Thank you so much for tour contribution. I think your comment is right. My travel schedule will allow verification only next week.
In the meantime, I think (due to my miserable VBA background -sorry) I will need further clarification for:
*How the *.Value *in your proposal is replacing* array(1,2,3,4)*?*

Rgds,


----------



## Peter_SSs (Dec 12, 2022)

mookyon said:


> My travel schedule will allow verification only next week.
> In the meantime, I think (due to my miserable VBA background -sorry) I will need further clarification for:
> *How the *.Value *in your proposal is replacing* array(1,2,3,4)*?*


Let's wait & see if it works before we worry about such clarification.


----------



## mookyon (Dec 16, 2022)

Hi again,

Background:
I intend to replace the following lines (by a single line in order to gain performance):
'            varTests(t, 2) = Application.Index(wrkshtMAIN.Range("rgn?RunScore"), 1, 1)
'            varTests(t, 3) = Application.Index(wrkshtMAIN.Range("rgn?RunScore"), 2, 1)
'            varTests(t, 4) = Application.Index(wrkshtMAIN.Range("rgn?RunScore"), 3, 1)
'            varTests(t, 5) = Application.Index(wrkshtMAIN.Range("rgn?RunScore"), 4, 1)

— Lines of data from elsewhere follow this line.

PR #6280, opened 2025-11-28
[Bugfix] Editable features in attribute table

mind84:
Closely related to https://github.com/3liz/lizmap-web-client/pull/5479

In this case the `editableFeatures` method is called by the attribute table and, as with the aforementioned PR, if the table contains a lot of records, the risk of PHP crashes (exceeding the maximum execution time) increases.

Since `editableFeatures` method of `qgisVectorLayer` class already accepts extra WFS parameters (after https://github.com/3liz/lizmap-web-client/pull/5479), it may be convenient to pass filters from client to server to limit (or attempt to)  the number of records processed.

This solution does not completely eliminate the risk of processing a huge amount of data but, instead, introduces a basic control, if applicable. 

The best approach would be to do this control directly server side as "middleware" between the WFS response from QGIS server and the `editableFeature` response send by Lizmap to the client, but since this PR primarly concerns legacy attribute table code, we intended to temporarily patch this behavior while awaiting further attribute table code implementations that will be available in the future.

Funded by Faunalia

### DIFF
--- a/tests/end2end/playwright/editable-features.spec.js
+++ b/tests/end2end/playwright/editable-features.spec.js
@@ -1,0 +1,69 @@
+import { test, expect } from '@playwright/test';
+import { expect as requestExpect } from './fixtures/expect-request.js'
+import { expect as responseExpect } from './fixtures/expect-response.js'
+import {ProjectPage} from "./pages/project";
+import { getAuthStorageStatePath } from './globals';
+
+test.describe('Editable features',
+    {
+        tag: ['@readonly'],
+    },()=> {
+        test('Check attribute table editable features - anonymous', async ({ page }) => {
+            const project = new ProjectPage(page, 'attribute_table_editable_features');
+            await project.open();
+
+            const layerName = 'filter_layer_by_user';
+            let getFeatureRequestPromise = project.waitForGetFeatureRequest();
+            await project.openAttributeTable(layerName);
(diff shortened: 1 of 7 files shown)


mind84:
Backport 3.9 and 3.10

tests/end2end/playwright/editable-features.spec.js
```diff
@@ -0,0 +1,65 @@
...
+                'features': '"gid" = \'1\' OR "gid" = \'3\' OR "gid" = \'2\'',
+            };
+            await expectParametersToContain('Editable features on attribute table - anonymous', getEditableFeaturesRequest.postData() ?? '', expectedParameters);
+            const response = await getEditableFeaturesRequest.response();
+
+            // check response
+            expect(response?.ok()).toBeTruthy();
+            expect(response?.status()).toBe(200);
+            // check content-type header, content is streamed by the server
+            expect(response?.headers()['content-type']).toContain('application/octet-stream');
```
rldhont: The response for editable features request has to be `application/json`. The controller has to be enhanced with `$rep->mimeType = 'application/json';`

Once done the expect response fixture could be use.

mind84:
Fixed `filter-layer-by-polygon` test error

mind84:
Others tests failure appears to be unrelated with this PR

PR #6284, opened 2025-12-01
Fix: Prevent parent groups from being auto-checked

meyerlor:
…when only child groups are in theme

When a theme includes nested groups like "ParentGroup/ChildGroup", only the child group should be checked, not the parent.

Previously, the automatic parent propagation in the state management would check parent groups when their children were checked, even if the parent wasn't explicitly listed in the theme's checked-group-nodes.

This fix uses a two-pass approach:
1. Set all groups to their intended state (child groups auto-check parents)
2. Uncheck parent groups that aren't explicitly in the theme configuration

Sorry for not beeing carefull enough - when implementing @mdouchin suggestion regarding legend-nodes it also led to checked-group-nodes. I missed that checking a group node would propagate the parent group node checked as well - which is not wanted. So we need to stick for group-nodes to a two-pass approach i think!

### DIFF
--- a/assets/src/legacy/switcher-layers-actions.js
+++ b/assets/src/legacy/switcher-layers-actions.js
@@ -388,28 +388,69 @@ var lizLayerActionButtons = function() {
                         }
 
                         // STEP 2: Set groups checked/expanded state based on theme configuration
+                        // Use a two-pass approach to handle automatic parent checking:
+                        // - Pass 1: Set all groups (child groups will auto-check parents)
+                        // - Pass 2: Uncheck parent groups that shouldn't be checked
+
+                        // Helper function to check if group is in list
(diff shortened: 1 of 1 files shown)


rldhont (approved):

rldhont:
Hi @meyerlor I am working on e2e tests before merging your fix to be sure that nothing has been broken in the future.

meyerlor:
yes that is a very good idea - i think especially the https://github.com/3liz/lizmap-web-client/blob/master/tests/qgis-projects/tests/theme.qgs project needs some more themes which reflect all the possibilities. I can not change it with my QGIS without access to the datasource, otherwise i would have done so already! If you create/change that .qgs file, i can try to add the e2e tests!

rldhont:
I have tested it, and I will provided e2e tests.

I used the following suggested single code line:
varTests(t, 2).Resize(, 4).Value = Application.Transpose(wrkshtMAIN.Range("rgn?RunScore").Value)
and received an "*Object Required*" error (424).

varTests() is defined as Variant, and later Redim-ed as two dimensional (1 to rows, 1 to columns).

Can you suggest how to rectify error 424?

Thank you!


----------



## mookyon (Dec 8, 2022)

Hi Everybody,



1) I am trying to reduce the number of functions calls in a loop (from 4 to one);

2) If possible, I also wish to find an alternative to “Application.Index” calls. Please advise.

Please look at the following --
(In short: we are transposing a vertical worksheet region into a four-consecutive-columns in a certain row of a VBA two-dimentional variant array)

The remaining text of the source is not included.